Adopted Children and Genealogy: Sharing and Caring for Past History

Adopted Children and Genealogy: Sharing and Caring for Past History

What can we offer our adopted children about their heritage? Why is it important to have this to share with them? Where do we start to get this information for them? Is it OK to let them know they have similarities with our families; is this true or wishful thinking? What does the future hold for them – and their ancestors?

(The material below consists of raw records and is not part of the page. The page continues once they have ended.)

PR #4087, opened 2019-06-17
[_transactions2] Part 51: ADR Chapter 3 / Live Migrations and Coordination

jeremyk-91:
**Goals (and why)**:
- Document reasoning for decisions made as part of the transactions2 project. This chapter focuses more on live migrations and the coordination service.

- Write the docs.

- This is a docs change. The docs build passes. 

- Nothing in particular.

**Priority (whenever / two weeks / yesterday)**: whenever.


docs/source/miscellaneous/doc/adr/0016-use-tickets-encoding-for-transactions.md
```diff
@@ -499,7 +499,131 @@ the worker pool has a finite size and even with the full batching algorithm in t
...
+  transactions2.
+- **(A3) I know about the coordination service and about transactions2.** This is fairly self-explanatory.
+
+Client services come with a version of AtlasDB, and at some point they typically enable transactions2 by default.
+We can thus similarly partition them:
+
+- C1 and C2 are defined as client service versions using versions of AtlasDB that would be classified as A1 and A2
+  respectively.
+- C3 refers to client service versions that use an A3 version of AtlasDB, but don't enable transactions2.
+- C4 refers to client service versions that use an A3 version of AtlasDB and enable transactions2. (Transactions2
```
felixdesouza: if C3 and C4 run concurrently, does C3 behave like C2 i.e. throw because transactions2 is not enabled, or will it just transparently work?

I suppose what I'm getting at is, it being weird that C3 has it disabled but can still work. It feels like it's exposing/relying on internal config server semantics no? as opposed to being baked into the binary.

docs/source/miscellaneous/doc/adr/0016-use-tickets-encoding-for-transactions.md
```diff
@@ -499,7 +499,131 @@ the worker pool has a finite size and even with the full batching algorithm in t
...
+current value. We then read the value again, and keep trying until we know what version to use. If we read a version
+we don't support yet, we throw (presumably, this is part of a rolling upgrade and should resolve itself soon).
+
+Installing transactions2 itself is done by a background thread that submits a transform that installs version 2 (or
+whatever specific version is included in config).
+
+### Live Migrations
+
+Transactions2 was written with some of the heaviest users of AtlasDB in mind. These are core Palantir services where
+shutdown upgrades are costly or even verboten, and we thus implemented a mechanism for performing upgrades without
```
felixdesouza: > or even *verboten*

cute 😏

docs/source/miscellaneous/doc/adr/0016-use-tickets-encoding-for-transactions.md
```diff
@@ -499,7 +499,131 @@ the worker pool has a finite size and even with the full batching algorithm in t
...
+ranges [1, +∞) and be connected; note that this does not mean future behaviour is fixed, since in practice this map
+is read together with a validity bound. Thus, even though the map will contain as a key some range [C, +∞) for a
+constant C, it should be valid up to some point V > C - and behaviour at timestamps after V may subsequently be changed.
+
+We attempt to read the latest version of the range map, and if our timestamp falls within the validity bound, we
+retrieve the version. If it does not, we submit an identity transformation, which extends the validity bound of the
+current value. We then read the value again, and keep trying until we know what version to use. If we read a version
+we don't support yet, we throw (presumably, this is part of a rolling upgrade and should resolve itself soon).
+
+Installing transactions2 itself is done by a background thread that submits a transform that installs version 2 (or
```
felixdesouza: continuously? I suppose I think of "installation" as a one time thing, as opposed to something that's continuously running, not sure how else to describe.

docs/source/miscellaneous/doc/adr/0016-use-tickets-encoding-for-transactions.md
```diff
@@ -499,7 +499,131 @@ the worker pool has a finite size and even with the full batching algorithm in t
...
+time) depending on the specific timestamps involved in calls.
+
+The mechanism for determining which ``TransactionService`` to use goes through the aforementioned
+``CoordinationService``. We agree on a ``TimestampPartitioningMap``, which is a mapping of timestamps to transaction
+schema versions. This is a range map, as we want to support rollbacks easily. The map also is guaranteed to span the
+ranges [1, +∞) and be connected; note that this does not mean future behaviour is fixed, since in practice this map
+is read together with a validity bound. Thus, even though the map will contain as a key some range [C, +∞) for a
+constant C, it should be valid up to some point V > C - and behaviour at timestamps after V may subsequently be changed.
+
+We attempt to read the latest version of the range map, and if our timestamp falls within the validity bound, we
```
felixdesouza: capital L?

docs/source/miscellaneous/doc/adr/0016-use-tickets-encoding-for-transactions.md
```diff
@@ -499,7 +499,131 @@ the worker pool has a finite size and even with the full batching algorithm in t
...
+
+#### Physical Implementation
+
+The coordination service needs to persist state; we've implemented this as a non-transactional table in the AtlasDB
+key-value service called ``_coordination``. Within this table, each sequence of values being agreed on takes up one row.
+The values themselves are stored as dynamic columns with a var-long dynamic column key.
+
+- The value stored at column 0 is a ``SequenceAndBound`` which indicates the sequence number of the currently valid
+  value and the validity bound.
+- Values are stored at column IDs equal to a fresh timestamp at the time they're written.
```
felixdesouza: not entirely necessary, but it would be nice to see a tabular example, in the same vein as previous sections of the ADR

docs/source/miscellaneous/doc/adr/0016-use-tickets-encoding-for-transactions.md
```diff
@@ -499,7 +499,131 @@ the worker pool has a finite size and even with the full batching algorithm in t
...
+#### Coordination Service
+
+We introduce a notion of a coordination service, which agrees on values being relevant or correct at a given timestamp.
+The sequence of values being agreed needs to evolve in a *backwards consistent* manner - that is, one should avoid
+changes that may affect behaviour for decisions made at timestamps before the point where one is making one's update.
+More formally, if we read a value for some timestamp TS, then all future values written must then ensure that decisions
+made at TS would be done in a way consistent with our initial read.
+
+Values provided are valid up to a specific timestamp, called the validity bound. When a transform is applied, a fresh
+timestamp F is taken, and the new value will be written with a validity bound F + C for some constant C. Going forward,
```
felixdesouza: nit: wrap `TS`, `F`, `C`, `F + C` etc. in back ticks

docs/source/miscellaneous/doc/adr/0016-use-tickets-encoding-for-transactions.md
```diff
@@ -499,7 +499,131 @@ the worker pool has a finite size and even with the full batching algorithm in t
 one requesting thread, and although CellLoader2 also spins up many more requesting threads on the Cassandra side,
 the Cassandra cluster was unable to actually have these therads all do work concurrently.
 
-### Live Migrations and the Coordination Service
+### Determining Which Transaction Service To Use
+
+Effectively, we want to define  an internal schema version for AtlasDB, and implement a mechanism for performing schema
```
felixdesouza: more of a question than a comment, what happens when you have a transaction that occurs over a schema version switch? i.e. start timestamp in the transactions 1 range, but commit timestamp in the tx2 range? I imagine we do things just in terms of the start timestamp?

docs/source/miscellaneous/doc/adr/0016-use-tickets-encoding-for-transactions.md
jeremyk-91: C3 will transparently work. Unfortunately it exists very much for the purposes of no-downtime upgrades, in that rolling from C1 or C2 to C4 causes problems, while rolling from C1/C2 to C3 is okay, and rolling from C3 and C4 is okay.

docs/source/miscellaneous/doc/adr/0016-use-tickets-encoding-for-transactions.md
jeremyk-91: The thread runs continuously, though there's some logic to not apply the transform if the current version is already 2. I can rephrase this to something like

```
There is a background thread that continuously runs, polling the AtlasDB runtime configuration. If the configuration is configured to a specific version (which at time of writing can be either 1 or 2), it will run a transform setting the transactions schema version going forward to that version. This is optional; if not configured, we will not attempt to run any transforms.
```

docs/source/miscellaneous/doc/adr/0016-use-tickets-encoding-for-transactions.md
jeremyk-91: Yeah, that's correct. I will explicitly address this case in the doc.

- [ ] clarify starting before and finishing after a change-point case

docs/source/miscellaneous/doc/adr/0016-use-tickets-encoding-for-transactions.md
felixdesouza: sounds good.

docs/source/miscellaneous/doc/adr/0016-use-tickets-encoding-for-transactions.md
jeremyk-91: I've added one of these after this part.

docs/source/miscellaneous/doc/adr/0016-use-tickets-encoding-for-transactions.md
```diff
@@ -499,7 +499,159 @@ the worker pool has a finite size and even with the full batching algorithm in t
...
+}
+```
+
+#### Physical Implementation
+
+The coordination service needs to persist state; we've implemented this as a non-transactional table in the AtlasDB
+key-value service called ``_coordination``. Within this table, each sequence of values being agreed on takes up one row.
+The values themselves are stored as dynamic columns with a var-long dynamic column key.
+
+- The value stored at column 0 is a ``SequenceAndBound`` which indicates the sequence number of the currently valid
```
felixdesouza: somewhat ambiguous, you have `column1` and `column2`, there is no `column 0` and `value` is itself a column, so do you mean the value inside `column1` or do you mean the value inside the `value` column where `column1 == 0x00`?

It may make sense to talk about these in terms of triples i.e.

> consider the triple `(sequence_id, sequence_number, value)` to map to a physical table where:
> ```
> key = sequence_id
> column1 = sequence_number
> column2 = unused
> value = value
> ```

Then write everything in terms of the triples.

Either that or you have to be pretty explicit about what you mean when you say "value". 

NB: Not entirely clear whether those map to the "columns" but that's what I've inferred as I've found it quite confusing.

docs/source/miscellaneous/doc/adr/0016-use-tickets-encoding-for-transactions.md
```diff
@@ -499,7 +499,159 @@ the worker pool has a finite size and even with the full batching algorithm in t
...
+
+For example, the Cassandra representation of the coordination table may look as follows.
+
+|  key | column1 | column2 |                                                                  value |
+|-----:|--------:|--------:|-----------------------------------------------------------------------:|
+| 0x6d |    0x00 |      -1 | 0x7b2273657175656e6365223a31333030372c22626f756e64223a353031333030377d |
+| 0x6d |  0xa711 |      -1 |                                     0x7b2276657...3334227d (216 bytes) |
+| 0x6d |  0xb2cf |      -1 |                                     0x7b2276657...3930227d (380 bytes) |
+
+The single ``key`` reflects that these values are all part of the same sequence of values. The column IDs are
```
felixdesouza: I think it's also useful to concretise the example/tie it back to transactions2.

* what is special about `0x6d` here?, what would it mean for transactions2?
  * 0x6d is the sequence identifier?

It can also do with the above wrt triples perhaps, as I can't make sense of this example whatsoever.

docs/source/miscellaneous/doc/adr/0016-use-tickets-encoding-for-transactions.md
```diff
@@ -499,7 +499,159 @@ the worker pool has a finite size and even with the full batching algorithm in t
...
+``VAR_LONG`` encoded; ``0x00`` maps to zero, and the associated value decodes to a ``SequenceAndBound``, in this
+example ``{"sequence":13007,"bound":5013007}``. This means that the value at the column associated with sequence
+``13007`` (which encodes to ``b2cf``) is the currently agreed value; the value in column ``a711`` is not current.
+
+The main reason for this scheme is that while the validity bound itself changes frequently (approximately every
+``ADVANCEMENT_QUANTUM`` timestamps, which is 5,000,000 at time of writing), the value itself changes much less often.
```
felixdesouza: nit: `5,000,000`

docs/source/miscellaneous/doc/adr/0016-use-tickets-encoding-for-transactions.md
```diff
@@ -499,7 +499,159 @@ the worker pool has a finite size and even with the full batching algorithm in t
...
+For example, with transactions2, in the absence of rollbacks, the value is expected to change just once in the
```
felixdesouza: decide on whether to backtick `transactions2` or not and then stick to it

docs/source/miscellaneous/doc/adr/0016-use-tickets-encoding-for-transactions.md
```diff
@@ -499,7 +499,159 @@ the worker pool has a finite size and even with the full batching algorithm in t
...
+
+The mechanism for determining which ``TransactionService`` to use goes through the aforementioned
+``CoordinationService``. We agree on a ``TimestampPartitioningMap``, which is a mapping of timestamps to transaction
+schema versions. This is a range map, as we want to support rollbacks easily. The map also is guaranteed to span the
+ranges ``[1, +∞)`` and be connected; note that this does not mean future behaviour is fixed, since in practice this map
+is read together with a validity bound. Thus, even though the map will contain as a key some range ``[C, +∞)`` for a
+constant ``C``, it should be valid up to some point ``V > C`` - and behaviour at timestamps after ``V`` may subsequently
+be changed.
+
+Note that the ranges are based on the start timestamp. To give a concrete example, if our range map is
```
felixdesouza: Think this is a bit of a leap. We've got to the point where we've cut up timestamp space into difference ranges. But the connecting bit (in my mind) is:
> Since we accessed the original `TransactionService` via the `startTimestamp`, we will use the `startTimestamp` against the range map to find out the behaviour at that point.

Or something along those lines.

docs/source/miscellaneous/doc/adr/0016-use-tickets-encoding-for-transactions.md
```diff
@@ -499,7 +499,159 @@ the worker pool has a finite size and even with the full batching algorithm in t
...
+we don't support yet, we throw (presumably, this is part of a rolling upgrade and should resolve itself soon).
+
+#### Changing Transaction Schema Versions
+
+AtlasDB clients continuously run a background thread that polls the runtime configuration. If that sets the
+target schema version to a specific version (which at time of writing can be 1 or 2), a transform will be run
+setting the transactions schema version going forward to that version.
+
+This is optional; if not configured, we will not attempt to run any transforms so the transaction schema version will
+remain what it is.
```
felixdesouza: Does that mean it has a default? What is the default behaviour?

docs/source/miscellaneous/doc/adr/0016-use-tickets-encoding-for-transactions.md
```diff
@@ -499,7 +499,159 @@ the worker pool has a finite size and even with the full batching algorithm in t
...
+
+### Live Migrations
+
+Transactions2 was written with some of the heaviest users of AtlasDB in mind. These are core Palantir services where
+shutdown upgrades are costly or even verboten, and we thus implemented a mechanism for performing upgrades without
+downtime. The key problem here involves reasoning about service nodes running different binary versions that are
+concurrently operating on an AtlasDB deployment.
```
felixdesouza: I believe the important distinction is 
> different binary versions that may be running different atlasdb versions.

This paragraph feels somewhat incomplete, maybe the bottom sections are sufficient

docs/source/miscellaneous/doc/adr/0016-use-tickets-encoding-for-transactions.md
jeremyk-91: At this point we haven't introduced the Cassandra terms yet (`column1` and `column2` are Cassandra-schema specific constants that are used across Atlas), so here I refer to the column 0 in a dynamic column sense (which physically in Cassandra would be the value in `value` where `column1 = 0x00`). The real physical part probably starts after this.

Your inference is correct - though note that we can't use `column1` and `column2` in general to talk about physical tables, because these are Cassandra-specific. I've added a section above the Cassandra table example recalling the correspondence between the Atlas and Cassandra layers for dynamic columns.

jeremyk-91: I've separated this paragraph and some of the discussion later on (which isn't really about the physical layer) into a persistence section, and left the physical section with the table.

docs/source/miscellaneous/doc/adr/0016-use-tickets-encoding-for-transactions.md
jeremyk-91: `0x6d` is a not-inherently-meaningful sequence identifier which we've picked for AtlasDB usage. Conceptually, if we decided we wanted AtlasDB clients to agree on something else and unrelated to transactions2, they could use a different row in the table.

docs/source/miscellaneous/doc/adr/0016-use-tickets-encoding-for-transactions.md
jeremyk-91: In my usage, transactions2 shouldn't have backticks unless it is the table specifically. So earlier in the doc we have 

> As far as transactions2 is concerned, we observe that the number of partitions is very small, and thus we can go with a very low setting. We thus set ``bloom_filter_fp_chance`` to 0.0001. Empirically, we observed that for 1,000,000,000 timestamps, the bloom filter we had for the ``_transactions2`` table even with this setting was about 15 KB, while that
for ``_transactions`` was about 580 MB.

As for the phrase "read(ing) from transactions2", that would depend if it means reading values written by the scheme in general (no backticks), or reading values from the table itself (should have backticks). So I'd consider this correct:

> To determine if we should read from transactions2, we check when usage of transactions2 began, and then read from `_transactions2` if appropriate.

docs/source/miscellaneous/doc/adr/0016-use-tickets-encoding-for-transactions.md
jeremyk-91: Yep, added pretty much verbatim (apart from not using start timestamp as a symbol)

docs/source/miscellaneous/doc/adr/0016-use-tickets-encoding-for-transactions.md
jeremyk-91: Yep, added

> If this was never configured at all, we default to using transactions1, to be consistent with
previous behaviour.

docs/source/miscellaneous/doc/adr/0016-use-tickets-encoding-for-transactions.md
jeremyk-91: Yeah, I will add that. The purpose of this paragraph is to argue the case for why live migrations for transactions are important, so I think it (or something to that effect) should stay - the bottom sections explain how you would do it but not why we want it.

docs/source/miscellaneous/doc/adr/0016-use-tickets-encoding-for-transactions.md
```diff
@@ -499,7 +499,186 @@ the worker pool has a finite size and even with the full batching algorithm in t
...
+Conceptually, the state of the table may look as follows:
+
+| Sequence Id | Sequence Number |                              Value |
+|------------:|----------------:|-----------------------------------:|
+|           m |               0 | {"sequence":13007,"bound":5013007} |
+|           m |           10001 |                  <metadata object> |
+|           m |           13007 |        <different metadata object> |
+
+The sequence ID is the same, to reflect that these values are a part of the same sequence; ``m`` is chosen for
+AtlasDB's internal schema metadata in general, and isn't particularly meaningful in and of itself.
```
felixdesouza: might be worth mentioning either here or in the `Determining Transaction Schema Versions` section that this isn't inherently timestamp aware, and it's up to the implementation for a sequence id `m` to partition the timestamp space etc. Possibly also introducing something along the lines of, adding an abstraction layer (which already exists) such that this is handled for you automatically i.e. you never deal with the coordination service directly etc.

docs/source/miscellaneous/doc/adr/0016-use-tickets-encoding-for-transactions.md
```diff
@@ -499,7 +499,186 @@ the worker pool has a finite size and even with the full batching algorithm in t
...
+
+#### Determining Transaction Schema Versions
+
+We still need to retain the ability to read from the old transactions table, when checking if/when values written
+before the transactions2 migration occurred. Thus, we replace the old ``TransactionService`` (that only reads/writes
+from transactions1) with one that delegates between multiple TransactionServices (concretely, just V1 and V2 at this
+time) depending on the specific timestamps involved in calls.
+
+The mechanism for determining which ``TransactionService`` to use goes through the aforementioned
+``CoordinationService``. We agree on a ``TimestampPartitioningMap``, which is a mapping of timestamps to transaction
```
felixdesouza: to be explicit, 

> to agree, is to have the value in the coordination store be the range map

something better worded obviously

felixdesouza:
lol, you have quite the PR here 😛

docs/source/miscellaneous/doc/adr/0016-use-tickets-encoding-for-transactions.md
```diff
@@ -499,7 +499,193 @@ the worker pool has a finite size and even with the full batching algorithm in t
...
+- C3 refers to client service versions that use an A3 version of AtlasDB, but don't enable transactions2.
+- C4 refers to client service versions that use an A3 version of AtlasDB and enable transactions2. (Transactions2
+  cannot be enabled with A1 or A2 versions of AtlasDB, as it doesn't exist in those versions!)
+
+Now, we can consider how multiple client service versions interact:
+
+- Any sets of versions that don't include C4s are safely interoperable, because in these versions transactions2 is never
+  installed anyway, so we always use transactions1. Even C1s and C3s can safely interoperate, since although C1s never
+  read the coordination table, their effective assumption that it contains everything mapping to 1 is correct.
+- C1s and C4s running concurrently can lead to **SEVERE DATA CORRUPTION**, since the C4s might install transactions2
```
gmaretic: Having C4 at and point in the past makes it potentially unsafe to roll back to C1 even if not running them concurrently.

docs/source/miscellaneous/doc/adr/0016-use-tickets-encoding-for-transactions.md
```diff
@@ -499,7 +499,131 @@ the worker pool has a finite size and even with the full batching algorithm in t
...
+bound less than their timestamp of interest.
+
+```java
+public interface CoordinationService<T> {
+    Optional<ValueAndBound<T>> getValueForTimestamp(long timestamp);
+
+    CheckAndSetResult<ValueAndBound<T>> tryTransformCurrentValue(Function<ValueAndBound<T>, T> transform);
+
+    // ONLY FOR METRICS AND MONITORING - NOT FOR PRODUCTION DECISIONS.
+    Optional<ValueAndBound<T>> getLastKnownLocalValue();
```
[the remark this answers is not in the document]
jeremyk-91: Makes sense, removed.

docs/source/miscellaneous/doc/adr/0016-use-tickets-encoding-for-transactions.md
```diff
@@ -499,7 +499,193 @@ the worker pool has a finite size and even with the full batching algorithm in t
...
 
-### Live Migrations and the Coordination Service
+### Determining Which Transaction Service To Use
+
+Effectively, we want to define an internal schema version for AtlasDB, and implement a mechanism for performing schema
+transitions while ensuring nodes that want to commit transactions agree on the state of the world - or at least,
+agree sufficiently that they won't contradict one another.
+
+For a given start timestamp, we want to be able to decide what mechanism to use to find the commit timestamp (or,
+alternatively, if the transaction was aborted).
```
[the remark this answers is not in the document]
jeremyk-91: Yep, changed to mention this.

docs/source/miscellaneous/doc/adr/0016-use-tickets-encoding-for-transactions.md
```diff
@@ -499,7 +499,193 @@ the worker pool has a finite size and even with the full batching algorithm in t
...
+
+Conceptually, the state of the table may look as follows:
+
+| Sequence Id | Sequence Number |                              Value |
+|------------:|----------------:|-----------------------------------:|
+|           m |               0 | {"sequence":13007,"bound":5013007} |
+|           m |           10001 |                  <metadata object> |
+|           m |           13007 |        <different metadata object> |
+
+The sequence ID is the same, to reflect that these values are a part of the same sequence; ``m`` is chosen for
```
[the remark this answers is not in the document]
jeremyk-91: This part is still referring to logical concepts though (so these different entries would be different rows in DbKVS). I will add a mention that this is one row in the Physical Implementation section later.

docs/source/miscellaneous/doc/adr/0016-use-tickets-encoding-for-transactions.md
```diff
@@ -499,7 +499,193 @@ the worker pool has a finite size and even with the full batching algorithm in t
...
+time) depending on the specific timestamps involved in calls.
+
+The mechanism for determining which ``TransactionService`` to use goes through the aforementioned
+``CoordinationService``. Nodes agree on a ``TimestampPartitioningMap``, a mapping of timestamps to transaction schema
+versions, using the coordination service; this map is always the current value of the coordination store.
+This is a range map, as we want to support rollbacks easily. The map also is guaranteed to span the
+ranges ``[1, +∞)`` and be connected; note that this does not mean future behaviour is fixed, since in practice this map
+is read together with a validity bound. Thus, even though the map will contain as a key some range ``[C, +∞)`` for a
+constant ``C``, it should be valid up to some point ``V > C`` - and behaviour at timestamps after ``V`` may subsequently
+be changed.
```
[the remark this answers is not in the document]
jeremyk-91: Yep, that's right.

docs/source/miscellaneous/doc/adr/0016-use-tickets-encoding-for-transactions.md
```diff
@@ -499,7 +499,193 @@ the worker pool has a finite size and even with the full batching algorithm in t
...
+Note that the ranges are based on the start timestamp; since we accessed the original ``TransactionService`` via the
+start timestamp, we will use the start timestamp against the range map to find out the behaviour at that point.
+To give a concrete example, if our range map is ``{[1, 5000) = 1, [5000, +∞) = 2}`` and we want to commit a transaction
+that started at timestamp 4990 and finished at 5010, it is still stored under schema version 1 (even if other
+transactions that started later may have already written to schema version 2 - if they started at 5000 and finished at
+5001, for instance).
+
+We attempt to read the latest version of the range map, and if our timestamp falls within the validity bound, we
+retrieve the version. If it does not, we submit an identity transformation, which extends the validity bound of the
+current value. We then read the value again, and keep trying until we know what version to use. If we read a version
```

My husband was doing extensive genealogy research for our family. As he had a breakthrough, he emerged out of his office with the news that he found a string of relatives from the 1200’s. My son looked down and seemed very sad. The day we located some additional news about our genealogy, it stirred thoughts he had himself. He asked more about his birth parents and their heritage. We shared what little information we had and then he said “well, I will just hang on to your genealogy mom, since I don’t have any of my own.” I shared that he did have his very own too and strained my brain to remember what I could from what his birth mother had said many years ago. I had foggy details of the few lone phone calls so very long ago, not much for this young man to get excited over. My heart fell to the ground for him. I fought back the tears; it was so hard to see him in this struggle that need not be. I feel getting as much information and writing down all you learn when you first adopt is priceless to our children and for their future.

I am now going over family photos from our great-grandparents, and working on framing them for our family wall. They are precious old images of my family and I handle them with the utmost care and reverence.

Since I was 30 when we adopted, our son doesn’t remember my grandparents, let alone my great-grandparents. At a recent funeral of my great uncle, I shared with my son the photos of my grandmother’s side of the family. We noticed how he looks so much like them, even though there was no biological tie. His blue eyes and milky white skin are very different than my Portuguese heritage of olive skin, dark hair and brown eyes.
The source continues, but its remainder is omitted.